▶ EXERCISE MATERIALS
------------------------------------------------------------
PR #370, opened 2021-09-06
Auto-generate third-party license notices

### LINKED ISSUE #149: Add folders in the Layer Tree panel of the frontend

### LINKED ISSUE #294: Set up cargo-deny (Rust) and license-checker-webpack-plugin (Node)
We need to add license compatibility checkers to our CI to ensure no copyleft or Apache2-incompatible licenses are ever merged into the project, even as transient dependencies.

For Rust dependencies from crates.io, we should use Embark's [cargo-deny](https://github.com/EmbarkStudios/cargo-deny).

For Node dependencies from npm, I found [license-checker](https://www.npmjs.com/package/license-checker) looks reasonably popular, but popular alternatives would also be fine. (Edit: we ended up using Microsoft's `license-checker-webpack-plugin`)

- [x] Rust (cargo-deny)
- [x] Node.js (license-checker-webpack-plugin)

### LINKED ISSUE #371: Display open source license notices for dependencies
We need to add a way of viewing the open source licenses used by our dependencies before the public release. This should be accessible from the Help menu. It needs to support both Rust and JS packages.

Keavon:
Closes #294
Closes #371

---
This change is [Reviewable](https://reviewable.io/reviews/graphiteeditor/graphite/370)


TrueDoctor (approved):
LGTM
------------------------------------------------------------
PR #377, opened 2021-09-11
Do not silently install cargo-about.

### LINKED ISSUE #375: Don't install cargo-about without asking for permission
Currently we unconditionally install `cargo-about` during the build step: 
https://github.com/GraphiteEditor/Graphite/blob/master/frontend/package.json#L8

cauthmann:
------------------------------------------------------------
▶ WHAT TO PRODUCE
Wherever the word "LINKED" turns up in the records above, copy the line that holds it.

▶ SOLUTION TO THIS PROBLEM
### LINKED ISSUE #149: Add folders in the Layer Tree panel of the frontend
### LINKED ISSUE #294: Set up cargo-deny (Rust) and license-checker-webpack-plugin (Node)
### LINKED ISSUE #371: Display open source license notices for dependencies
### LINKED ISSUE #375: Don't install cargo-about without asking for permission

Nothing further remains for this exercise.